Aplikasi 'sewa toilet' diuji coba

  • 5 Maret 2014
toilet
Dulu, para pengunjung festival kesulitan buang air kecil karena minimnya toilet umum.

Sebuah aplikasi ponsel yang memungkinkan orang menggunakan toilet pribadi warga dengan bayaran tertentu diujicobakan di festival Mardi Gras New Orleans.

AirPnP, yang diilhami oleh AirBnB, sebuah layanan untuk menyewakan properti pribadi warga kepada turis, mengatakan menawarkan "alternatif legal" untuk buang air kecil di tempat umum.

Pengguna bahkan dapat menilai seberapa menyenangkan "pengalaman buang air kecil" mereka lewat aplikasi tersebut.

Pencipta aplikasi ini mengatakan ia mendapat ide ketika kesulitan mencari toilet umum saat menghadiri festival Mardi Gras.

"Saat Mardi Gras pengunjung selalu mengalami kesulitan buang air secara legal," kata Airpnp di laman keterangan mereka.

"Masalah ini kerap dipecahkan dengan melakukan apa yang dikenal sebagai "buang air sembarangan."

Ada yang mengiklankan "surga porselen"

"Jika ketahuan, pelaku bisa dipenjara sepanjang akhir pekan di Penjara Orleans.
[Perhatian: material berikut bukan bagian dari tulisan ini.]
Issue #1008, opened 2024-06-04
Make z2 perf work against eth funding sources.


rrw-zilliqa:
Currently it doesn't, which means that to make z2 perf (eg. `scripts/z2 perf perf/lots.yaml`) work you need a Zilliqa-derived genesis account, which means you need to remember which genesis accounts were ZIL and which were ETH, which is in turn quite confusing.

Namun penalti ini tidak menghentikan ribuan orang untuk kencing sembarangan. Jelas hal ini membutuhkan solusi alternatif legal."

Hampir 2.000 orang telah mendaftar untuk menggunakan aplikasi ini. Saat berita ini diturunkan, daftar toilet yang bisa dipakai sudah bertambah menjadi 20 toilet.

Semua terletak di New Orleans, kecuali satu toilet yang berlokasi di Budapest, Hongaria.

"Kamar mandi bersih di rumah kami yang terletak di tengah kota," tulis seorang warga yang mengiklankan toilet mereka.

"Kertas toilet dan sabun pencuci tangan disediakan. Cermin besar untuk memeriksa penampilan anda."

Sebuah iklan toilet lain menawarkan "surga porselen" di rute pawai Mardi Gras dengan bayaran US$3 (Rp34 ribu per kunjungan).